• **Saved entries**:
..........
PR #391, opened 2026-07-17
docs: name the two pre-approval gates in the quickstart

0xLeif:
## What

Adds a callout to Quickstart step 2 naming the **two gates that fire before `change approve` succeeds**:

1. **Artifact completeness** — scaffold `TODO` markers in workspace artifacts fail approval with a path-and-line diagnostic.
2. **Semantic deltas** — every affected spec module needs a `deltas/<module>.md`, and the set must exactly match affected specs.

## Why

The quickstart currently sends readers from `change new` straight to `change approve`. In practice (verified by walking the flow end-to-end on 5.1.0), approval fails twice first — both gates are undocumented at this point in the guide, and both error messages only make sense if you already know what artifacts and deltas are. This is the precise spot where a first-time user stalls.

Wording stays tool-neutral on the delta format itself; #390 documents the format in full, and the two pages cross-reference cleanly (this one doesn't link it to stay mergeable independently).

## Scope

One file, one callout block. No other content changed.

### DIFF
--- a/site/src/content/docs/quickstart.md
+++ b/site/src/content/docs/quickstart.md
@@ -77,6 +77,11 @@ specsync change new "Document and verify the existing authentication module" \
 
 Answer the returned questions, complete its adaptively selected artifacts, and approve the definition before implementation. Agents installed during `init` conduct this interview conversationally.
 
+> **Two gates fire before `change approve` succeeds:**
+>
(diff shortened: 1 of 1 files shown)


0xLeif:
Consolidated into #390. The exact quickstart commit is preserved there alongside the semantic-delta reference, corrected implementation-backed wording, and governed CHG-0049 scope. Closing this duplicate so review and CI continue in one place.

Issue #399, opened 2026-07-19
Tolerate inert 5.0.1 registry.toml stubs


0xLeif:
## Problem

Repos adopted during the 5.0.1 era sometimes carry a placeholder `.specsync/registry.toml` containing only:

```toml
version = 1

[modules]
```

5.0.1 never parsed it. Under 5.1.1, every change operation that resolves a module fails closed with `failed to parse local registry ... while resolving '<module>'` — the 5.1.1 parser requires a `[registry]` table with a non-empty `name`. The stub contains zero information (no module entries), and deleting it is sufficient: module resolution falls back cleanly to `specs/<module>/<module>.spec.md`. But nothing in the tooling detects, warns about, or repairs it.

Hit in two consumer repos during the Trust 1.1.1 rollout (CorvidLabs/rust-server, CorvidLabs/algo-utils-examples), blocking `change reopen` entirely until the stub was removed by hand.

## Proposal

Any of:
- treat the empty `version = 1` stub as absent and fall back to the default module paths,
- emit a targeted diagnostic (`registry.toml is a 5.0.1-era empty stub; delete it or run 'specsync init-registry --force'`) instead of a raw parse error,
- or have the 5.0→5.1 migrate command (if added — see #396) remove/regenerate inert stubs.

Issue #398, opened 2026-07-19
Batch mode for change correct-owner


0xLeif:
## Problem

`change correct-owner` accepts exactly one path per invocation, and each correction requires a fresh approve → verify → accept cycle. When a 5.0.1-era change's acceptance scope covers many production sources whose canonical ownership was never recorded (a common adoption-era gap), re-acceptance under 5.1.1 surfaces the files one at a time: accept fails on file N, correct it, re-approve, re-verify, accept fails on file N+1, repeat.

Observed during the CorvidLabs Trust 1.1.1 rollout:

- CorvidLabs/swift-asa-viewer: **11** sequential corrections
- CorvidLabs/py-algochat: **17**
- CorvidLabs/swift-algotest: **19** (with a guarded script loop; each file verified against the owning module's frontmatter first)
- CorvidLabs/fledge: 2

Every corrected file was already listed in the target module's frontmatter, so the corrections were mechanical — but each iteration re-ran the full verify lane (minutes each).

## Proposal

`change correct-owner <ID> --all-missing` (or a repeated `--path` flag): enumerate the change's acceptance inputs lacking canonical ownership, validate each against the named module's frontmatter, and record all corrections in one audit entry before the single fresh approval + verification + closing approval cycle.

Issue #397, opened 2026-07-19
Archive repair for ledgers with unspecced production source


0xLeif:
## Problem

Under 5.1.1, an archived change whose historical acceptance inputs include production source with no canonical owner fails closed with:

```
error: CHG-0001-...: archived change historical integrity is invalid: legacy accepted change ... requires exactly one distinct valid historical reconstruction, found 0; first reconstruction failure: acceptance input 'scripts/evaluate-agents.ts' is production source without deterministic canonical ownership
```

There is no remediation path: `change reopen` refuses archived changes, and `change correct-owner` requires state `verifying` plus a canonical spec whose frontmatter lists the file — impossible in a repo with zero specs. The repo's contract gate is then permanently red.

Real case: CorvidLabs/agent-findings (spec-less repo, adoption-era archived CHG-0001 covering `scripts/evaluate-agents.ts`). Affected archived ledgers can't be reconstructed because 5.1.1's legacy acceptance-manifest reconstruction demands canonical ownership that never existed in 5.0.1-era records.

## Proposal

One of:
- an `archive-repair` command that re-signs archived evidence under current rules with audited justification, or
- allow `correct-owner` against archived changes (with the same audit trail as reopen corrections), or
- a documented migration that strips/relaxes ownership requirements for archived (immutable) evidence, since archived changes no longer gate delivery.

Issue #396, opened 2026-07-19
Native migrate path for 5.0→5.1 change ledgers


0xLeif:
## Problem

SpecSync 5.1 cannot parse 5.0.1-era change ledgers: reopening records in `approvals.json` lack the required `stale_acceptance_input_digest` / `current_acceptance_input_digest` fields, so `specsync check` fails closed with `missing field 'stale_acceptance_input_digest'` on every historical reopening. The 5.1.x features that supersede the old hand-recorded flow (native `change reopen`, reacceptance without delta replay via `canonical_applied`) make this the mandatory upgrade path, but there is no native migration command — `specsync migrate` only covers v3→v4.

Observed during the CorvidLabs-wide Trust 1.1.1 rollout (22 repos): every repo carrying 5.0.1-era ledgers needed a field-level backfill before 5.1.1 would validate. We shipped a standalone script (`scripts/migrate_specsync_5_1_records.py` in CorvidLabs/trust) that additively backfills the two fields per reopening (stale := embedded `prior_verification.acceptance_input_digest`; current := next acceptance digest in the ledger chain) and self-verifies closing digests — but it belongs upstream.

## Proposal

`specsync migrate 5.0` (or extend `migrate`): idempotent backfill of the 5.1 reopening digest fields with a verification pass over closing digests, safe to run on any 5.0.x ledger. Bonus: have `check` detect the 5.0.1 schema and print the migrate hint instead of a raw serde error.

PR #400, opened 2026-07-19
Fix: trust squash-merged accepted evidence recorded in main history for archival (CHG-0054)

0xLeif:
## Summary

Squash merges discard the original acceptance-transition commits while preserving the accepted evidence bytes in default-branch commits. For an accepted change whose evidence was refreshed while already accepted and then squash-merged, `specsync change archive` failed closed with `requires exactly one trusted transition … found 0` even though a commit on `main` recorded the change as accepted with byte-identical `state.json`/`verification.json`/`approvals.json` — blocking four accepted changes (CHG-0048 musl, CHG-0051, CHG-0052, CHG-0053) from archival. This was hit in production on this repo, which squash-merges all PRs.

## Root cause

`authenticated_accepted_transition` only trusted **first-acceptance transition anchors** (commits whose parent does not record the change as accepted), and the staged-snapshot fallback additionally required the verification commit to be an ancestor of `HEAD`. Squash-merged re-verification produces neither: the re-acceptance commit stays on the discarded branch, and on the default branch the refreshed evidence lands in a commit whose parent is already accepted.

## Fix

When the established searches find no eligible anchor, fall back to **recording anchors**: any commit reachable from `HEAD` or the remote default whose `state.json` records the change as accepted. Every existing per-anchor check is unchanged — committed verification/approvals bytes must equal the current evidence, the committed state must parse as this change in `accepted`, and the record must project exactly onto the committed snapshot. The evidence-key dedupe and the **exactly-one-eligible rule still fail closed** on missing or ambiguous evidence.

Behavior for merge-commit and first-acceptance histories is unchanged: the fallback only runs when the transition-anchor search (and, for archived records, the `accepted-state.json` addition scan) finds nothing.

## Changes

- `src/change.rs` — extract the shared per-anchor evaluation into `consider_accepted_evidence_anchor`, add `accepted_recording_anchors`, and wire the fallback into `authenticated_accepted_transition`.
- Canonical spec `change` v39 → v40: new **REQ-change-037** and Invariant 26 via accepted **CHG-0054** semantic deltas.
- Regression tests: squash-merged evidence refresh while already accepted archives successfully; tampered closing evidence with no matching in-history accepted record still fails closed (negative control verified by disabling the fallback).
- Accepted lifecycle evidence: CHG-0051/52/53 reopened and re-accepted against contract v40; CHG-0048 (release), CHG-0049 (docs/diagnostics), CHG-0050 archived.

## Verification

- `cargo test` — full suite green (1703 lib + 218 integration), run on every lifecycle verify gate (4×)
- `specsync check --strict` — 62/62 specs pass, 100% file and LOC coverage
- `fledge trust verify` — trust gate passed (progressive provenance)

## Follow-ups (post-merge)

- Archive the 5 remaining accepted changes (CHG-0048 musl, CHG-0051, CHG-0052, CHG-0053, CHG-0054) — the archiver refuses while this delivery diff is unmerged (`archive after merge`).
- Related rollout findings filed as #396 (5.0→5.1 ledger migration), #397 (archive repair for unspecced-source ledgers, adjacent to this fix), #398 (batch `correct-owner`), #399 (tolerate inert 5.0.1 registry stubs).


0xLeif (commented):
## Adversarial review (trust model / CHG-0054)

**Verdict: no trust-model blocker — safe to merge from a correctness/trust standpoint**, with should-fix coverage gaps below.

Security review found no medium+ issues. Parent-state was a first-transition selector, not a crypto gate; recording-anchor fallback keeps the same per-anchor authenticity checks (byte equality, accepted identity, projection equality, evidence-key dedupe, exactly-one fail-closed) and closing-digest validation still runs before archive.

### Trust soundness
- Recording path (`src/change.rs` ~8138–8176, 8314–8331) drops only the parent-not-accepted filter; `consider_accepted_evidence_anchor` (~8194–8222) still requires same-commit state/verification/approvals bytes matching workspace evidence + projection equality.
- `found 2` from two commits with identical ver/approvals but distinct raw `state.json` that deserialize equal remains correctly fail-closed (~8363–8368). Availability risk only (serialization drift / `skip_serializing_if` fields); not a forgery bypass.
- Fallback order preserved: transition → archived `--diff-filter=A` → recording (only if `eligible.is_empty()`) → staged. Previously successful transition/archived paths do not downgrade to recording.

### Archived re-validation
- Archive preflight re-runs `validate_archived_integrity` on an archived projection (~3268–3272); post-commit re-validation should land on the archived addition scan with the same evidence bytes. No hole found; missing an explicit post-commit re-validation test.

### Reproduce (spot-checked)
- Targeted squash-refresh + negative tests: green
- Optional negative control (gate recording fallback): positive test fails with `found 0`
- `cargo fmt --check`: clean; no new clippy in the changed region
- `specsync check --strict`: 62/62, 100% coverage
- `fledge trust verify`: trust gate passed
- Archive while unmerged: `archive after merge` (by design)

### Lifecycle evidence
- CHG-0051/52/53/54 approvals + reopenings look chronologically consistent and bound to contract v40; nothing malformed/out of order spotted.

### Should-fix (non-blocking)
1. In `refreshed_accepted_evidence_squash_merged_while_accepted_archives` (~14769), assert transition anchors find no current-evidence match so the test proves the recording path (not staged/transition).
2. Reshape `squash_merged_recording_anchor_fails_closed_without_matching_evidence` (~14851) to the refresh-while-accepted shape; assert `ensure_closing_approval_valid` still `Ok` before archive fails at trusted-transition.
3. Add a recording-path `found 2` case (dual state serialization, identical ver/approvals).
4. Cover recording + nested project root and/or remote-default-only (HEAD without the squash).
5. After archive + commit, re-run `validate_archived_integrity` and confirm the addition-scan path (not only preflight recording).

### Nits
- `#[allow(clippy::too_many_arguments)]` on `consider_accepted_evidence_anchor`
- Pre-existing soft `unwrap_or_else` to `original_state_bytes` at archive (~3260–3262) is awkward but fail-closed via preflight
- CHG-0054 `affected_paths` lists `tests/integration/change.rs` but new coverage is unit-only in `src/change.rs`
..........
• **What is expected**: Your task is to gather all lines from the entries above that hold the word "into".

• **Problem solution**:
Consolidated into #390. The exact quickstart commit is preserved there alongside the semantic-delta reference, corrected implementation-backed wording, and governed CHG-0049 scope. Closing this duplicate so review and CI continue in one place.
- `src/change.rs` — extract the shared per-anchor evaluation into `consider_accepted_evidence_anchor`, add `accepted_recording_anchors`, and wire the fallback into `authenticated_accepted_transition`.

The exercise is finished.